(EXERCISE BRIEF):
Among the entries that follow, the required portion opens with the line containing "### Remove deprecated" and closes with the line containing "Since v2 doesn't". Give that portion again exactly, and nothing else.

# # # # # # #

PR #3070, opened 2022-07-07
IsOperatorUpToDate and UpdateOperatorStatus functions added to sortition Chain

pdyraga:
Refs #3006 

`IsOperatorUpToDate` and `UpdateOperatorStatus` functions added to sortition `Chain` and implemented for the local and Ethereum chain.

`IsOperatorUpToDate` and `UpdateOperatorStatus` are needed to monitor the status of the operator in the sortition pool. The local Go implementation mirrors the behavior of `BeaconAuthorization` Solidity library.

### DIFF
--- a/pkg/sortition/internal/local.go
+++ b/pkg/sortition/internal/local.go
@@ -18,11 +18,11 @@ type localChain struct {
 	operatorToStakingProvider      map[chain.Address]chain.Address
 	operatorToStakingProviderMutex sync.RWMutex
 
-	// Stake for an operator, as set in the Sortition Pool contract.
+	// Weight of an operator, as set in the Sortition Pool contract.
 	sortitionPool      map[chain.Address]*big.Int
 	sortitionPoolMutex sync.RWMutex
 
-	// Stake for an operator, as set in the Token Staking contract,
+	// Stake for a staking provider, as set in the Token Staking contract,
 	// minus the pending authorization decrease.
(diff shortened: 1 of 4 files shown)


pkg/sortition/internal/local.go
```diff
@@ -88,6 +88,28 @@ func (lc *localChain) IsOperatorInPool() (bool, error) {
...
+
+	stakingProvider, isRegistered := lc.operatorToStakingProvider[lc.operatorAddress]
+	if !isRegistered {
+		return false, errOperatorUnknown
+	}
+
+	eligibleStake, hasStake := lc.eligibleStake[stakingProvider]
+	weight, isInPool := lc.sortitionPool[lc.operatorAddress]
+
+	if !isInPool {
```
dimpar, line 106: Might be slightly easier to read, up to you..
```
        if isInPool {
		return weight.Cmp(eligibleStake) == 0, nil
	}

	return !hasStake || eligibleStake.Cmp(big.NewInt(0)) == 0, nil
```

pdyraga: That's a good idea. I changed it in #3077 to avoid conflicts. See de8cd7075be3a3014829fcd744fbcad426ee0357 please.

lukasz-zimnoch (approved):
LGTM! Leaving it in @dimpar hands as he left some comments

dimpar (approved):

PR #3074, opened 2022-07-08
Cleanup of the `pkg/beacon` package

lukasz-zimnoch:
This pull request is the next step of the package refactoring started in #3062. It simplifies the structure of the `pkg/beacon` and makes some general cleanup. Specific changes are described below. Please review commit by commit to easily understand all changes.

### Remove the intermediary `relay` package

So far, all the beacon code have lived under `pkg/beacon/relay/*`. The intermediary `relay` package turned out to be redundant and just made the package structure more complicated. This PR removes the `relay` package and places everything directly in the root `pkg/beacon` package. This makes sense because the core logic now lives there.

### Embed the `pkg/beacon/relay.go` file into the `pkg/beacon/node.go` file.

There is a `Node` structure that encapsulates the behavior of the beacon node. So far, their code was scattered through two files `relay.go` and `node.go`. The rules behind that split were unclear so we decided to merge them together into a single `node.go` file that defines the `Node` type along with all their methods.

### Make the `Node` type package-private

The aforementioned `Node` type is used internally by the `pkg/beacon` and should never be instantiated manually outside of the `pkg/beacon` package. External clients should use `beacon.Initialize` function. That said, we decided to make the `Node` type package-private. 

### Adjustments around beacon chain interface

So far, the beacon chain interface was living in the `pkg/beacon/relay/chain` package and was divided into two files `chain.go` and `result.go`. Since the `relay` package was removed, the new path is `pkg/beacon/chain` which is more straightforward. To adhere to this change,  all code references that used `relaychain.Interface` are now using `beaconchain.Interface`. Also, the `result.go` file content was merged into the `chain.go` file, and all the nomenclature was adjusted to say about the "beacon chain interface" instead of the "relay chain". The interface was also aligned to be compatible with the new `pkg/chain/ethereum` package that we plan to use for v2. 

Ideally, the beacon chain interface should live directly in the `pkg/beacon` and should be named `beacon.Chain`. Unfortunately, that causes import cycles with the `dkg` and `entry` packages since `pkg/beacon` triggers the logic from there. Making that work would require a bigger refactoring that is described in the last section of this PR (see **Ideas for further refactoring**)

### Remove deprecated `StakerAddress` and replace it with `chain.Address`

Since v2 doesn't use the concept of `staker`, the `StakerAddress` type was deprecated recently. Here we remove it and replace all occurrences with the new `chain.Address` type introduced recently. The `chain.Address` type represents a chain-agnostic address and is a good fit to replace the obsolete `StakerAddress`.

### Ideas for further refactoring

As mentioned above, the best place for the beacon chain interface is the root `pkg/beacon`. However, that approach brings some import cycles. If we transform the `pkg/beacon/chain.Interface` to be `pkg/beacon.Chain`, the `pkg/beacon/dkg` and `pkg/beacon/entry` packages still need to import it. At the same time, the `node` type living in the `pkg/beacon` triggers the `pkg/beacon/dkg` and `pkg/beacon/entry` logic directly. To break the cycle, we need to make the root `pkg/beacon` independent of their sub-packages that hold the implementation of the DKG and entry signing logic. In order to do so, we would need to:
- Move the `dkg.ThresholdSigner` to the `pkg/beacon` package and rename it to `beacon.Signer`. This type seems to belong to the core beacon logic and should not be tied to the specific DKG implementation provided by the `pkg/beacon/dkg` package
- Decouple `pkg/beacon` from `pkg/beacon/dkg` and `pkg/beacon/entry` using the `beacon.DkgExecutor` and `beacon.RelayEntryExecutor` interfaces:

    ```
    package beacon

    // Former `beaconchain.Interface` moved from `pkg/beacon/chain`
    type Chain interface {
       ...
    }

    // Former `dkg.ThresholdSigner` moved from `pkg/beacon/dkg`
    type Signer struct {
       ...
    }
    
    type DkgExecutor interface {
        Execute(chain Chain, channel net.BroadcastChannel, ...) (*Signer, error)
    }

    type RelayEntryExecutor interface {
        Execute(chain Chain, channel net.BroadcastChannel, signer *Signer, ...) error
    }
    ```
- Make `beacon.Intialize` accepting `beacon.DkgExecutor` and `beacon.RelayEntryExecutor` interfaces and use them to trigger DKG and relay entry from within `beacon.node`. Those interfaces would be implemented by `pkg/beacon/dkg` and `pkg/beacon/entry` respectively. Those implementation would be injected in the `cmd/start.go` file.

Those changes will introduce a proper direction of dependencies in the entire `pkg/beacon` package and will allow to easily test the `pkg/beacon` code by providing DKG and entry stubs.


pkg/beacon/beacon.go
```diff
@@ -25,32 +23,36 @@ var logger = log.Logger("keep-beacon")
...
+		return fmt.Errorf("failed to get block counter instance: [%v]", err)
+	}
+
+	signing := beaconChain.Signing()
+
+	groupRegistry := registry.NewGroupRegistry(beaconChain, persistence)
 	groupRegistry.LoadExistingGroups()
 
-	node := relay.NewNode(
+	node := newNode(
```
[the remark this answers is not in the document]
lukasz-zimnoch: Honestly, I think that still makes sense because we handle instance creation in one place. This will be useful once we add unit tests into the mix.

cmd/start.go
```diff
@@ -59,7 +59,7 @@ func init() {
 		}
 }
 
-// Start starts a node; if it's not a bootstrap node it will get the Node.URLs
+// Start starts a node; if it's not a bootstrap node it will get the node.URLs
```
pdyraga, line 62: Should still be `Node.URLs` because it's about the location in config file.

pkg/beacon/beacon.go
```diff
@@ -25,32 +23,36 @@ var logger = log.Logger("keep-beacon")
...
 		blockCounter,
 		chainConfig,
 		groupRegistry,
 	)
 
-	eventDeduplicator := event.NewDeduplicator(relayChain)
+	eventDeduplicator := event.NewDeduplicator(beaconChain)
 
-	node.ResumeSigningIfEligible(relayChain, signing)
+	node.ResumeSigningIfEligible(beaconChain, signing)
```
pdyraga, line 53: `beaconChain` has `signing` inside, so we could pass just one parameter to this function.

pkg/beacon/chain/chain.go
```diff
@@ -52,17 +48,17 @@ type RelayEntryInterface interface {
...
-// pertains to relay group selection activities.
+// GroupSelectionInterface defines the subset of the beacon chain interface that
+// pertains to the group selection activities.
 type GroupSelectionInterface interface {
 	// SelectGroup returns the group members for the group generated by
-	// the given seed. This function can return an error if the relay chain's
+	// the given seed. This function can return an error if the beacon chain's
 	// state does not allow for group selection at the moment.
-	SelectGroup(seed *big.Int) ([]StakerAddress, error)
+	SelectGroup(seed *big.Int) ([]chain.Address, error)
```
pdyraga, line 57: ❤️

pdyraga (approved):
Tested locally with DKG test loop, no problems spotted.

pkg/beacon/beacon.go
lukasz-zimnoch: Yep, we will address that once we work on the relay entry for v2.

cmd/start.go
lukasz-zimnoch: Ah, my IDE's rename feature went too far.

# # # # # # #

(WRITTEN ANSWER):
### Remove deprecated `StakerAddress` and replace it with `chain.Address`

Since v2 doesn't use the concept of `staker`, the `StakerAddress` type was deprecated recently. Here we remove it and replace all occurrences with the new `chain.Address` type introduced recently. The `chain.Address` type represents a chain-agnostic address and is a good fit to replace the obsolete `StakerAddress`.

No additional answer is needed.